Десять слов [Анна Евдо] (fb2) читать онлайн

- Десять слов 1.89 Мб, 8с. скачать: (fb2)  читать: (полностью) - (постранично) - Анна Евдо

 [Настройки текста]  [Cбросить фильтры]

Анна Евдо Десять слов

«Станция «Щёлковская». Конечная. Поезд дальше не идёт, просьба освободить вагоны».

Десять слов, с которых всё началось.

Через месяц мне стукнет семьдесят. Колено подводит всё чаще, и лестничные пролёты без эскалатора становятся вызовом. Чтобы принять его с честью и снова услышать памятные слова, я даже повесил на дверцу холодильника таблицу приёма лекарств, в которой два раза в день ставлю галочку, делаю вечерние компрессы и регулярно прохожу курсы физиотерапии.

Из динамиков поставленным голосом звучит:

«Станция «Щёлковская» – и как пятьдесят лет назад перед глазами чёткая до мельчайших деталей картина: пассажиры начинают стекаться к выходам, и середина вагона редеет.
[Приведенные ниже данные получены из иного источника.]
PR #746, opened 2023-03-30
Don't use coiled-runtime in A/B tests + general version bump

crusaderky:


jrbourbeau (commented):
Thanks @crusaderky. I'm not familiar with the ins-and-outs of our A/B testing system, but in general I'm +1 for a general version bump

crusaderky:
I just realised that this doesn't, in fact, close #757. I'm bringing it back to draft status until we figure out what's going on.

AB_environments/AB_baseline.conda.yaml
```diff
@@ -5,7 +5,43 @@
...
 dependencies:
+    # Copy-paste from recipe/meta.yaml, minus dask packages (see at bottom)
     - python=3.9
-    # Here we're using coiled-runtime for the sake of convenience, but we didn't have
-    # to. We could have also pointed to a nightly build.
-    - coiled-runtime=0.2.1
+    - pip
+    - coiled >=0.2.54
+    - numpy ==1.23.5
+    - pandas ==1.5.3
```
ncclementi, line 13: pandas 2.0 is out on pip, probably it'll be out on conda-forge soon, should we bump this too?

AB_environments/AB_baseline.conda.yaml
```diff
@@ -5,7 +5,43 @@
...
+    - toolz ==0.12.0
+    - zict ==2.2.0
+    - xgboost ==1.7.4
+    - dask-ml ==2023.3.24
+    - openssl >1.1.0g
+    - optuna ==3.1.0
+    - scipy ==1.10.1
+    - sqlalchemy ==1.4.46
+    - pynvml ==11.5.0
+    - bokeh ==2.4.3
```
ncclementi, line 40: @jrbourbeau is bokeh 3 working now? I thought I saw a PR about it but can't find it at the moment.

jrbourbeau: Yeah, `bokeh=3.1` is allowed in `distributed` `main` now -- though that change hasn't been released yet (xref https://github.com/dask/distributed/pull/7413)

AB_environments/AB_baseline.conda.yaml
crusaderky: Shouldn't we wait for full integration in dask and distributed CI?

jrbourbeau: I'm in favor of bumping to 2.0 now that it's officially out (assuming that it doesn't break CI here). The `dask` test suite is _generally_ passing with `pandas=2.0`, there are a small number of `xfail`s + follow-up issues, but largely things work with `dask.dataframe`. There's one small fix in flight for the `distributed` test suite (it's a tests-only fix).

Having `pandas=2.0` will also make it possible to use the new `dataframe.convert-string` config option in other tests here.

crusaderky:
Ah.

> The following packages are incompatible
> ├─ pandas 2.0.0  is requested and can be installed;
> └─ xarray 2023.1.0  is uninstallable because it requires
>    └─ pandas >=1.3,<2a0 , which conflicts with any installable versions previously reported.

For the time being, this means we either drop xarray completely (a few tests will need to be skipped) or we don't upgrade pandas. I'm midly in favour of the latter.
After we drop the metapackage, it will mean that the recipe for python 3.8 won't feature xarray.

crusaderky:
This one's ready for review and merge

AB_environments/AB_baseline.conda.yaml
crusaderky: See below. Can we leave the temporary removal of xarray - and bump to pandas 2 - to a separate PR?

jrbourbeau: Sounds good 👍

jrbourbeau (approved):
Thanks @crusaderky 

Just noting that the two CI build failures are unrelated and have been fixed elsewhere already

PR #752, opened 2023-03-30
Add rechunking workflow

jrbourbeau:
xref https://github.com/coiled/coiled-runtime/issues/725

### DIFF
--- a/tests/workflows/test_rechunk.py
+++ b/tests/workflows/test_rechunk.py
@@ -1,0 +1,43 @@
+import uuid
+
+import coiled
+import dask.array as da
+import pytest
+from dask.distributed import Client
+
+
+@pytest.fixture(scope="module")
+def rechunk_cluster(
+    dask_env_variables,
+    cluster_kwargs,
+    github_cluster_tags,
+):
+    with coiled.Cluster(
+        f"test-rechunk-{uuid.uuid4().hex[:8]}",
+        environ=dask_env_variables,
+        tags=github_cluster_tags,
+        **cluster_kwargs["embarrassingly_parallel_cluster"],
+    ) as cluster:
+        yield cluster
+
+
+@pytest.fixture
+def rechunk_client(
+    rechunk_cluster,
+    cluster_kwargs,
+    upload_cluster_dump,
+    benchmark_all,
+):
+    n_workers = cluster_kwargs["embarrassingly_parallel_cluster"]["n_workers"]
+    with Client(rechunk_cluster) as client:
+        rechunk_cluster.scale(n_workers)
+        client.wait_for_workers(n_workers)
+        client.restart()
+        with upload_cluster_dump(client), benchmark_all(client):
+            yield client
+
+
+def test_rechunk(rechunk_client, s3_url):
+    x = da.random.random((5_000, 5_000, 5_000, 2), chunks="50 MB")  # 1.82 TiB
+    y = x.rechunk("200 MB")
+    y.to_zarr(s3_url)


tests/workflows/test_rechunk.py
```diff
@@ -0,0 +1,43 @@
...
+    with Client(rechunk_cluster) as client:
+        rechunk_cluster.scale(n_workers)
+        client.wait_for_workers(n_workers)
+        client.restart()
+        with upload_cluster_dump(client), benchmark_all(client):
+            yield client
+
+
+def test_rechunk(rechunk_client, s3_url):
+    x = da.random.random((5_000, 5_000, 5_000, 2), chunks="50 MB")  # 1.82 TiB
```
jrbourbeau, line 41: TODO: Replace this with some public Zarr dataset on AWS

tests/workflows/test_rechunk.py
```diff
@@ -0,0 +1,43 @@
...
+        client.wait_for_workers(n_workers)
+        client.restart()
+        with upload_cluster_dump(client), benchmark_all(client):
+            yield client
+
+
+def test_rechunk(rechunk_client, s3_url):
+    x = da.from_zarr("s3://mur-sst/zarr", component="sea_ice_fraction")  # 3.80 TiB
+    y = x.rechunk("200 MB")
+    y.to_zarr(s3_url)
```
mrocklin, line 43: @rabernat we're trying to establish a set of benchmarks for common workloads faced by Dask users.  Ideally these are more realistic and less of toy examples.  

We were inspired by your thoughts on reading in a dataset stored in one chunking and then performing an analysis in another.  This is a quick proxy to that.  Do you happen to have anything that we could use that would be better?  In terms of complexity we'd love something in between 20-200 lines of code.

jrbourbeau:
Interestingly I'm not able to reproduce the `zarr.errors.ReadOnlyError: object is read-only
` failures that we're seeing in CI locally (even when using the CI bot's credentials). Here's an example of me running the rechunk test on my laptop https://cloud.coiled.io/clusters/180635/overview?account=dask-benchmarks. Will need to look into why this is happening

rabernat:
> Interestingly I'm not able to reproduce the `zarr.errors.ReadOnlyError: object is read-only ` failures

These have been cropping up everywhere. 🤦  See https://github.com/zarr-developers/zarr-python/issues/1353. Should be fixed in Zarr 2.14.2.

jrbourbeau:
Ah, great. Thanks @rabernat!

tests/workflows/test_rechunk.py
rabernat: The most difficult / pathological case to test is a "full shuffle" rechunk, where every input chunk goes into every output chunk.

«Конечная» – в просвете между чёрной осенней курткой и серым плащом мелькает что-то яркое. Я по привычке не спешу. Зачем толкаться, когда здесь точно выйдут все. Всматриваюсь в зазор. Спины торопящихся продвинуться разъезжаются в стороны, словно края сценического занавеса, и я вижу огромный пушистый помпон на оранжевой шерстяной шапке крупной вязки. Он смотрит прямо на меня, полностью скрывая лицо владелицы. Невероятно тоненькая девушка в обычных полусапожках, коричневом драповом пальто до колен, спит, свесив голову на грудь и крепко обнимая большую холщовую сумку, из которой выглядывают толстые общие тетради с конспектами и журналы.

«Поезд дальше не идёт» – люди суетливо выходят на перрон, а я встаю с твёрдого сиденья и подсаживаюсь к этой девушке. Она действительно спит. Так, как может спать только очень уставший человек или тот, у кого чистая совесть и ясные мысли. Сбоку тоже толком не получается рассмотреть её лицо, зато на шее из-под приподнятого воротника виднеются мягкие, крупные, светло-русые завитки.

«Просьба освободить вагоны» – я невесомо касаюсь худенького плечика и осторожно сжимаю его, чувствуя пальцами хрупкие косточки даже через плотную ткань. Она тут же вскидывает голову. Удивлённо трепещут тёмные ресницы… И я тону в серо-голубых бездонных глазах. Безвозвратно. Навсегда.


«Станция «Щёлковская». Конечная. Поезд дальше не идёт, просьба освободить вагоны».

Я слышу эти слова даже не ослабевшим с возрастом слухом, а внутри себя. Привычно раскладываю походный табурет-треногу и присаживаюсь у неширокой колонны. Я теперь тихоход. Поэтому добираюсь на станцию всегда пораньше. Пропускаю два состава и начинаю всматриваться в окна только с третьего.

Со стороны эта конечная остановка метро может показаться ничем не примечательной. Обыкновенные колонны-столбики, узкие, особенно по сравнению с монументальными конструкциями глубинных галерей московского метрополитена. Сквозные, среди них всё на виду.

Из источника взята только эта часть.